Note de bas de page (1):

« Firmen engagieren Gesichtsleser. Mit dem richtigen Gesicht zum neuen Job », article publié le 17.10.2020 dans le journal SonntagsZeitung

Se rendre étrangère à soi-même

Si avec le port du masque, l’humanité perd la face, quoi de mieux pour se rendre étrangère à soi-même ? Après mes trois heures de discussion avec Christian Meuwly, photographe portraitiste, ma tête tourne, ivre d’informations, de thés froids et d’une tranche de gâteau au chocolat. Marchant sous la pluie dehors, je vois Dionysos avec ses Ménades et ses Satyres s’échapper du cadre, sortir de leur fresque, me courir après et sauter dans le tram avec moi. Parvenant à gagner une place assise, je sens alors une étrange atmosphère m’envelopper, un je-ne-sais-quoi d’inhabituel dans le regard des autres. Voient-ils Dionysos pourtant invisible à l’œil nu ? Je tourne mes yeux vers Dionysos qui, sourire en coin, souffle à mon oreille :

« Pourquoi regardes-tu ma nudité ? Nas-tu pas vu la tienne ? »
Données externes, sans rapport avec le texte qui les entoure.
PR #122, opened 2023-09-15
Prop enum and *Query refactor

DavidFair:
### Description:
- Unify `from_string` into a single place in prop_enum
- Simplify init and add tests to *Query Objects

Another PR will extract `QueryWrapper` out to a factory, but I want to keep these small

### Special Notes:

---

### Submitter:

Have you (where applicable):

* [x] Added unit tests?

---

### Reviewer

Does this PR:

### DIFF
--- a/lib/enums/query/props/prop_enum.py
+++ b/lib/enums/query/props/prop_enum.py
@@ -1,6 +1,10 @@
+from __future__ import annotations
+
 from abc import abstractmethod
 from enum import Enum
-from typing import Callable, Any, Optional
+from typing import Callable, Any, Optional, Type
+
+from exceptions.parse_query_error import ParseQueryError
 
 PropFunc = Callable[[Any], Any]
 
@@ -9,6 +13,19 @@ class PropEnum(Enum):
     """
     An enum base class for all openstack resource properties - for type annotation purposes
     """
+
+    @staticmethod
+    def _from_string_impl(val: str, prop_cls: Type[PropEnum]):
+        """
+        Converts a given string in a case-insensitive way to the enum values
+        """
+        try:
+            return prop_cls[val.upper()]
+        except KeyError as err:
+            raise ParseQueryError(
+                f"Could not find property {val}. "
+                f"Available properties are {','.join([prop.name for prop in prop_cls])}"
+            ) from err
 
     @staticmethod
     @abstractmethod
--- a/lib/openstack_query/queries/server_query.py
+++ b/lib/openstack_query/queries/server_query.py
@@ -33,10 +33,16 @@ class ServerQuery(QueryWrapper):
 
     @property
     def prop_mapping(self) -> Type[ServerProperties]:
+        """
+        Returns the enum this query class uses to map property names to openstack server properties
+        """
         return ServerProperties
 
     @property
     def query_runner(self) -> ServerRunner:
+        """
+        Instantiates and returns a ServerRunner object with the correct property mapping pre-defined
+        """
         return ServerRunner(self.prop_mapping)
 
     def _get_server_side_handler(self) -> ServerSideHandler:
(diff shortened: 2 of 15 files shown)


lib/openstack_query/queries/server_query.py
```diff
@@ -22,17 +24,20 @@
...
 
-    prop_enum_cls = ServerProperties
-    runner_cls = ServerRunner
+    @property
+    def prop_mapping(self) -> Type[ServerProperties]:
+        return ServerProperties
+
+    @property
+    def query_runner(self) -> ServerRunner:
+        return ServerRunner(self.prop_mapping)
```
meoflynn, line 40: Could we add docstrings for these two methods?

lib/openstack_query/runners/user_runner.py
```diff
@@ -25,14 +24,6 @@ class UserRunner(QueryRunner):
...
     DEFAULT_DOMAIN = UserDomains.STFC
 
-    @staticmethod
-    def _get_marker(obj: User) -> str:
-        """
-        This method returns the marker value for a User object, required for pagination
-        :param obj: An Server object to get the marker property for
-        """
-        return UserProperties.get_prop_mapping("id")(obj)
-
```
meoflynn, line 35: Why has this method been removed?

meoflynn (changes requested):

lib/openstack_query/query_base.py
```diff
@@ -1,9 +1,12 @@
 from abc import ABC, abstractmethod
-from structs.query.query_client_side_handlers import QueryClientSideHandlers
+from typing import Type
+from typing import TypeVar
```
anish-mudaraddi, line 3:
```suggestion
from typing import Type, TypeVar
```

lib/openstack_query/runners/query_runner.py
```diff
@@ -155,7 +154,7 @@ def _run_paginated_query(
                 if i == self._LIMIT_FOR_PAGINATION - 1:
                     # restart the for loop with marker set
                     paginated_filters.update(
-                        {"marker": self._page_marker_prop_func(resource)}
+                        {"marker": self._prop_enum.get_prop_mapping(resource)}
```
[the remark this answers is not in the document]
anish-mudaraddi: Plesae change the tests accordingly

lib/openstack_query/runners/user_runner.py
anish-mudaraddi: Looks to be a redundant function that I should have deleted

anish-mudaraddi (changes requested):
Looks good - except for the issue with how pagination marker function is set. This should really have some acceptance testing done in a dev environment

lib/enums/query/props/prop_enum.py
```diff
@@ -1,6 +1,10 @@
+from __future__ import annotations
```
anish-mudaraddi, line 1: Are you sure this works on Python 3.8? 
I believe I opted not to use this because of version dependencies when using python 3.6

DavidFair: We've dropped 3.6 with the upgrade, and I've just checked 3.7+ https://docs.python.org/3/library/__future__.html

lib/openstack_query/runners/query_runner.py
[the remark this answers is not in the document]
DavidFair: Attempting to do this change results in the following:

```
                if i == self._LIMIT_FOR_PAGINATION - 1:
                    # restart the for loop with marker set
                    paginated_filters.update(
>                       {"marker": self._prop_enum.get_prop_mapping()(resource)}
                    )
E                   TypeError: QueryRunnerTests.setUp.<locals>.<lambda>() missing 1 required positional argument: 'mock_obj'

lib/openstack_query/runners/query_runner.py:157: TypeError
```

Since it looks like we need an object here, as we're now calling the lambda instead simply returning it?

DavidFair:
Closing as stale

PR #125, opened 2023-09-22
BUG: Not using CloudDomain to check validity of cloud_account in run() method

anish-mudaraddi:
### Description:

Recent changes made to run() method signiture - where `cloud_account` was changed from `CloudDomain` enum to a string removed use of `CloudDomain` entirely - this was necessary to check the validity of the `cloud_account` being passed in - and convert it to a value that would be accepted by Openstacksdk

This fix adds that back in 

### Special Notes:

---

### Submitter:

Have you (where applicable):

* [ ] Added unit tests?

---

### Reviewer

Does this PR:

### DIFF
--- a/tests/lib/openstack_query/managers/test_query_manager.py
+++ b/tests/lib/openstack_query/managers/test_query_manager.py
@@ -41,8 +41,11 @@ class QueryManagerTests(unittest.TestCase):
 
         self.query = MagicMock()
         self.prop_cls = MagicMock()
+        self.cloud_account = MagicMock()
+        self.cloud_account.name = "test_account"
+
         self.instance = QueryManager(
-            cloud_account="test_account", query=self.query, prop_cls=self.prop_cls
+            cloud_account=self.cloud_account, query=self.query, prop_cls=self.prop_cls
         )
 
     def _run_build_and_run_query_case(
--- a/tests/lib/openstack_query/test_query_methods.py
+++ b/tests/lib/openstack_query/test_query_methods.py
@@ -121,14 +121,17 @@ class QueryMethodsTests(unittest.TestCase):
         mock_client_filter_func = self.mock_builder.client_side_filter
         mock_server_filters = self.mock_builder.server_side_filters
         mock_parser_results = ["obj1", "obj2"]
+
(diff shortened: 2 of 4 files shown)


tests/lib/openstack_query/test_query_methods.py
```diff
@@ -145,12 +148,25 @@ def test_run_with_parsing_grouped(self):
...
+        # should implicitly convert it to a valid enum in the function
+        self.instance.run("DEV")
+
+        self.mock_runner.run.assert_called_once_with(
+            "dev", mock_client_filter_func, mock_server_filters, None
+        )
+
+        self.mock_parser.run_parser.assert_called_once_with(
+            self.mock_runner.run.return_value
+        )
```
DavidFair, line 168: I think we can drop this, since the prod case shows that it works whilst this exercises the same code path anyway?

tests/lib/openstack_query/managers/test_query_manager.py
```diff
@@ -41,8 +41,11 @@ def setUp(self) -> None:
 
         self.query = MagicMock()
         self.prop_cls = MagicMock()
+        self.cloud_account = MagicMock()
+        self.cloud_account.name = "test_account"
+
         self.instance = QueryManager(
-            cloud_account="test_account", query=self.query, prop_cls=self.prop_cls
+            cloud_account=self.cloud_account, query=self.query, prop_cls=self.prop_cls
```
DavidFair, line 48: We should just use the mock and not set a string, that way we can check it calls the right thing:

```python
self.run.assert_called_with(self.cloud_account.name.lower.return_value)
```
This makes it clear what we're doing to our enum, rather than have a string pop out

DavidFair (changes requested):

tests/lib/openstack_query/test_query_methods.py
anish-mudaraddi: No - this test checks that `run` can handle when the results returned by `run_parser` are grouped - i.e the method returns a `dict` rather than a list

DavidFair (approved):

DavidFair:
CI is failing due to coverage submission, I'm going to merge this anyway as I can see we haven't added any untested code

PR #127, opened 2023-09-22
ENH: clean workflow action outputs

anish-mudaraddi:
### Description:

We noticed that `create_project_internal` and `create_project_external` were both providing too much information that would lead to confusion - especially that it would output the admin `project_id` which could be confused with the actual `project_id`. 
(Almost deleted the admin project because of this :grimacing: ) - hence we removed this 

### Special Notes:

---

### Submitter:

Have you (where applicable):

* [ ] Added unit tests?

---

### Reviewer

Does this PR:

### DIFF
--- a/actions/workflows/project.create.external.yaml
+++ b/actions/workflows/project.create.external.yaml
@@ -26,11 +26,16 @@ vars:
   - project_uuid: null
   - router_uuid: null
   - subnet_uuid: null
-  - stdout: null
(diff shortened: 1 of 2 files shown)


DavidFair (approved):

DavidFair (approved):
@anish-mudaraddi We'll need to re-run pack registration on the CLI, as I find that params are wishy-washy if they update

PR #128, opened 2023-09-26
ENH: Remove text for keys when building unique groups

meoflynn:
### Description:
Removing the text before the key value when we group query results so that we can then use the group keys in other operations

---

### Submitter:

Have you (where applicable):

* [ ] Added unit tests?

---

### Reviewer

Does this PR:


anish-mudaraddi (dismissed):
LGTM

anish-mudaraddi:
ah yea you may want to update that unittest before merging :)

anish-mudaraddi (approved):

Issue #1596, opened 2021-02-15
Fix the change of focus by remote control for new components


TomaszLukawskiSam:
- switch on-off
- master switch on-off
- main tabs
- sub tabs

TomaszLukawskiSam:
PR has been merged. I close the issue.

PR #1598, opened 2021-02-16
Styles of focused state for components

TomaszLukawskiSam:
[Issue] https://github.com/Samsung/TAU/issues/1596
[Problem] Fix the change of focus by remote control for
    new components
[Solution]
   - added style for: on-off switch, radio, sub tabs

### DIFF
--- a/src/css/profile/mobile/base.less
+++ b/src/css/profile/mobile/base.less
@@ -129,4 +129,6 @@
     --on-off-switch-on-disabled-track-background: @on-off-switch-on-disabled-track-background;
     --on-off-switch-off-track-background: @on-off-switch-off-track-background;
     --on-off-switch-off-disabled-track-border: @on-off-switch-off-disabled-track-border;
+
+    --focus-outline-color: rgb(69, 143, 255);
 }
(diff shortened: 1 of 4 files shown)


src/css/profile/mobile/base.less
```diff
@@ -129,4 +129,6 @@
     --on-off-switch-on-disabled-track-background: @on-off-switch-on-disabled-track-background;
     --on-off-switch-off-track-background: @on-off-switch-off-track-background;
     --on-off-switch-off-disabled-track-border: @on-off-switch-off-disabled-track-border;
+
```
singa2000, line 132: Is it correct the profile/mobile profile?
If so, in case of mobile touch , it don't display the focus outline?

TomaszLukawskiSam: The focus on mobile profile is disabled.

Focus outline will only work in tv profile, this is enabled in /src/js/profile/tv/config.js
```
	ns.setConfig("keyboardSupport", true);
```

HunseopJeong (approved):
LGTM

Issue #1634, opened 2021-03-16
Wrong text position in button based on anchor element


TomaszLukawskiSam:
Text should be in the middle of button.

![obraz](https://user-images.githubusercontent.com/29534410/111270751-89009100-8630-11eb-84a9-7c33532ecfb0.png)

TomaszLukawskiSam:
Patch has already been merged.

PR #1635, opened 2021-03-16
Button: fix for text align of button on anchor element

TomaszLukawskiSam:
[Issue] https://github.com/Samsung/TAU/issues/1634
[Problem] Text should be in the middle of button
[Solution]
 - added new css styles for button


singa2000 (approved):
For text align

PR #1678, opened 2021-07-19
Upload new images for mde companion app

HunseopJeong:


singa2000 (approved):
for companion app guide

singa2000:
I think it also need to update the latest video.wgt

PR #1692, opened 2021-10-08
GridView: Fit image to grid item without crop

TomaszLukawskiSam:
New css class has been added to Gridview widget
The `ui-gridview-image-icon` fits image size to the grid item container.

The GridView widget detects icons and adds `ui-gridview-image-icon` to image.

obraz

### DIFF
--- a/src/css/profile/mobile/common/gridview.less
+++ b/src/css/profile/mobile/common/gridview.less
@@ -164,6 +164,18 @@ tau-gridview {
 		}
 	}
 
+	&.ui-gridview-image-icon .ui-gridview-item img,
+	.ui-gridview-item.ui-gridview-image-icon img {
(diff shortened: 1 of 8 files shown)


src/css/profile/mobile/common/gridview.less
```diff
@@ -164,6 +164,18 @@ tau-gridview {
 		}
 	}
 
+	&.ui-gridview-image-icon .ui-gridview-item img,
```
singa2000: If the girdview image is mixed with general image and icon 
and I don't know which image will be on the grid , how about it?
I think in that case I can't use the "ui-gridview-image-icon".

singa2000 (approved):
Fix the image in the gridview

PR #1455, opened 2026-02-05
chore: disable scenario controller

14rcole:
The only function in the scenario controller was EnsureScenarioContainsResourceKind, a function whose purpose was to add the `resourceKind` field  to all IntegrationTestScenarios. Now that the field exists for all scenarios on the cluster the function can be removed.  With that, we can also disable the scenario controller since it does not do any work. This PR disables the controller rather than deletes it entirely in case the controller is needed in the future.


dirgim (approved):
LGTM

PR #1461, opened 2026-02-09
feat(STONEINTG-1488): reduce git api call in snapshot/build plr controller

hongweiliu17:
* reduce git provier api call when preparing group snapshot in build plr and snapshot controller since component snapshot and build plr is created for open PR/MR, so we can consider its PR is opened, and also, monorepo components snapshot are created for the same PR/MR, so we can skip check PR/MR checking if the component snapshots from different components have the same git url and PR/MR number

Assisted-by: Claude Code AI
Signed-off-by: Hongwei Liu hongliu@redhat.com

### DIFF
--- a/gitops/snapshot.go
+++ b/gitops/snapshot.go
@@ -194,7 +194,7 @@ const (
 	PipelineAsCodePullRequestType = "pull_request"
 
 	// PipelineAsCodeMergeRequestType is the type of merge request event which triggered the pipelinerun in build service
-	PipelineAsCodeMergeRequestType = "merge request"
+	PipelineAsCodeMergeRequestType = "Merge Request"
 
 	// PipelineAsCodeGLMergeRequestType is the type of gitlab merge request event marked in label which triggered the pipelinerun in build service
 	PipelineAsCodeMergeUnderscoreRequestType = "Merge_Request"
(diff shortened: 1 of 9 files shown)


kasemAlem (approved):

gitops/snapshot.go
```diff
@@ -1592,3 +1592,23 @@ func IsCommentDisabled(ctx context.Context, adapterClient client.Client, compone
...
 	return false, nil
 }
+
+// HasSameGitSourceAndPRWithProcessedSnapshot checks if the given snapshot has the same git source and pull request number as the latest snapshot, which means the same PR, to avoid processing the same PR with multiple snapshots or pipelineruns
+func HasSameGitSourceAndPRWithProcessedSnapshot(latestSnapshot, snapshot *applicationapiv1alpha1.Snapshot) bool {
+	if latestSnapshot.GetName() == snapshot.GetName() {
+		return true
+	}
+
+	if !metadata.HasAnnotation(latestSnapshot, PipelineAsCodeRepoURLAnnotation) ||
```
jsztuka: Just to clarify, this only makes sure that latest snapshot and snapshot contains certain labels & annotations. What is the case when this situation occurs?

hongweiliu17: If any of the two snapshot have no these label/annotation, it means at least one of them are not from a pull-request, then `HasSameGitSourceAndPRWithProcessedSnapshot` get returned false, then we need to check if that snapshot is created for open pull/merge request.

PR #1534, opened 2026-04-17
fix(KONFLUX-13098): honour auto-release=false

NigelByrne1:
- set canBePromoted = false when release.appstudio.openshift.io/auto-release is false in CanSnapshotBePromoted()
 - Fix GetAutoReleasePlansForApplication() so CEL results append release plans when err == nil && canRelease
 - improve EvaluateSnapshotAutoReleaseAnnotation() 
 - unit tests added

asisted by AI - Cursor IDE ask mode

### DIFF
--- a/gitops/release_test.go
+++ b/gitops/release_test.go
@@ -119,6 +119,17 @@ var _ = Describe("Auto-release annotation evaluation", Ordered, func() {
 		Expect(allowed).To(BeFalse())
 	})
 
+	It("returns false when the snapshot has auto-release label false even if the expression is true", func() {
+		snapshotCopy := hasSnapshot.DeepCopy()
+		if snapshotCopy.Labels == nil {
+			snapshotCopy.Labels = make(map[string]string)
+		}
+		snapshotCopy.Labels[gitops.AutoReleaseLabel] = "false"
+		allowed, err := gitops.EvaluateSnapshotAutoReleaseAnnotation("true", snapshotCopy, true)
+		Expect(err).NotTo(HaveOccurred())
+		Expect(allowed).To(BeFalse())
+	})
+
 	Context("shouldRelease() CEL function", func() {
 		It("returns true when shouldRelease is true", func() {
 			snapshotCopy := hasSnapshot.DeepCopy()
--- a/gitops/snapshot_test.go
+++ b/gitops/snapshot_test.go
@@ -769,7 +769,35 @@ var _ = Describe("Gitops functions for managing Snapshots", Ordered, func() {
 		canBePromoted, reasons = gitops.CanSnapshotBePromoted(hasSnapshot)
 		Expect(canBePromoted).To(BeFalse())
 		Expect(reasons).To(HaveLen(3))
+	})
 
+	It("promotes the Snapshot when auto-release label is true", func() {
+		err := gitops.MarkSnapshotIntegrationStatusAsFinished(ctx, k8sClient, hasSnapshot, "Test message")
+		Expect(err).ToNot(HaveOccurred())
+		err = gitops.MarkSnapshotAsPassed(ctx, k8sClient, hasSnapshot, "Test message")
+		Expect(err).ToNot(HaveOccurred())
+
+		snapshotCopy := hasSnapshot.DeepCopy()
+		snapshotCopy.Labels[gitops.AutoReleaseLabel] = "true"
+		canBePromoted, reasons := gitops.CanSnapshotBePromoted(snapshotCopy)
+
+		Expect(canBePromoted).To(BeTrue())
+		Expect(reasons).To(BeEmpty())
+	})
+
+	It("does not promote the Snapshot when auto-release label is false even if otherwise eligible", func() {
+		err := gitops.MarkSnapshotIntegrationStatusAsFinished(ctx, k8sClient, hasSnapshot, "Test message")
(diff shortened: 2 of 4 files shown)


jsztuka:
I think we might need solution little more complex than that, for example the function that evaluates if the snapshot has auto-release annotation: https://github.com/konflux-ci/integration-service/blob/main/gitops/release.go#L33
for example, if the auto-release annotation contains following string: https://github.com/konflux-ci/integration-service/blob/main/gitops/release_test.go#L100 **no matter the duration** the snapshot is pronounced as auto-release == true. I would recommend updating  https://github.com/konflux-ci/integration-service/blob/main/gitops/release.go#L33 function logic. I'm honestly lost in the cel proccess of the function.

gitops/release_test.go
```diff
@@ -118,4 +118,15 @@ var _ = Describe("Auto-release annotation evaluation", Ordered, func() {
 		Expect(err).To(HaveOccurred())
 		Expect(allowed).To(BeFalse())
 	})
+
+	It("returns false when the snapshot has auto-release label false even if the expression is true", func() {
```
dirgim, line 122: I think we do need to support setting the label/annotation to "true" for backwards compatibility if I'm not missing something. @14rcole correct me if I'm wrong.

loader/loader.go
```diff
@@ -459,7 +459,7 @@ func (l *loader) GetAutoReleasePlansForApplication(ctx context.Context, c client
 		if ok || annotationValue != "" {
 			// If the annotation exists we evaluate the expression and return that
 			canRelease, err := gitops.EvaluateSnapshotAutoReleaseAnnotation(annotationValue, snapshot)
-			if err != nil || !canRelease {
+			if err == nil && canRelease {
```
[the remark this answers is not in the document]
14rcole: This  is  actually  still relevant. We  currently support an auto-release annotation and an auto-release label as a fallback. The label is legacy code that we can hopefully remove in https://redhat.atlassian.net/browse/STONEINTG-1607  but for now we need to support both

loader/loader.go
```diff
@@ -492,7 +492,7 @@ func (l *loader) GetAutoReleasePlansForComponentGroup(ctx context.Context, c cli
 		if annotationValue != "" {
 			// If the annotation exists we evaluate the expression and return that
 			canRelease, err := gitops.EvaluateSnapshotAutoReleaseAnnotation(annotationValue, snapshot)
-			if err != nil || !canRelease {
+			if err == nil && canRelease {
```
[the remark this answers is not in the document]
14rcole: See my comment above

gitops/release_test.go
14rcole: You're right. I added more info on one of the gemini comments

14rcole (changes requested):

jsztuka:
Changes looks ok to me, I see that there are some changes requested. Will approve once addressed.

gitops/snapshot_test.go
```diff
@@ -769,7 +769,18 @@ var _ = Describe("Gitops functions for managing Snapshots", Ordered, func() {
...
 		Expect(canBePromoted).To(BeFalse())
 		Expect(reasons).To(HaveLen(3))
+	})
 
+	It("does not promote the Snapshot when auto-release label is false even if otherwise eligible", func() {
+		err := gitops.MarkSnapshotIntegrationStatusAsFinished(ctx, k8sClient, hasSnapshot, "Test message")
+		Expect(err).ToNot(HaveOccurred())
+		err = gitops.MarkSnapshotAsPassed(ctx, k8sClient, hasSnapshot, "Test message")
+		Expect(err).ToNot(HaveOccurred())
+		hasSnapshot.Labels[gitops.AutoReleaseLabel] = "false"
```
kasemAlem: we better use `DeepCopy()` to avoid flakiness here  

see examples: 

```
  // release_test.go — correct                                                                                                                                                                                     
  snapshotCopy := hasSnapshot.DeepCopy()                                                                                                                                                                           
  snapshotCopy.Labels[gitops.AutoReleaseLabel] = "false"                                                                                                                                                           
                                                                                                                                                                                                                   
  // loader_test.go — correct                                                                                                                                                                                      
  snap := hasSnapshot.DeepCopy()                                                                                                                                                                                   
  snap.Labels[gitops.AutoReleaseLabel] = "false"   
```

kasemAlem:
wouldn't make better regression coverage if we add unit test 
testing `auto-release=true` on snapshot still allows release?

NigelByrne1:
@kasemAlem Thank you! Extra unit test added

kasemAlem (approved):

loader/loader.go
```diff
@@ -493,6 +498,11 @@ func (l *loader) GetAutoReleasePlansForComponentGroup(ctx context.Context, c cli
 		return nil, err
 	}
 
+	// snapshot level veto
+	if gitops.IsSnapshotAutoReleaseDisabled(snapshot) {
```
dirgim: I don't think that the loader function should know about the Snapshot auto release disabling logic.
I think this should be checked before the loader function is called in the first place.

dirgim (approved):
LGTM

kasemAlem (approved):

jsztuka (approved):
lgtm

14rcole (approved):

Et là. Tout à coup. Je me réveille. Je touche ma joue et m’aperçois que j’ai complètement oublié de mettre le masque ! En l’espace de quelques minutes je deviens « l’Autre », celle qui n’est pas comme tout le monde. Mais simultanément, la brume des regards se dissipe et une immense sensation de liberté s’empare de moi. Une liberté qui n’est pas celle de faire ce que je veux, mais celle me délivrant de la peur du regard des autres. Sans panique à bord, je prends alors mon masque pour tranquillement le placer sur ma face. Mais Dionysos se met à rire et me lance :

« Même sans masque, vous les humains, votre visage est un masque »

Alors je lui réponds :

« Dionysos, pardonne-moi mon impertinence, mais tu es complètement hors sujet. Ici, il est question de se protéger contre un virus et cela n’a rien à voir avec une histoire d’authenticité ! »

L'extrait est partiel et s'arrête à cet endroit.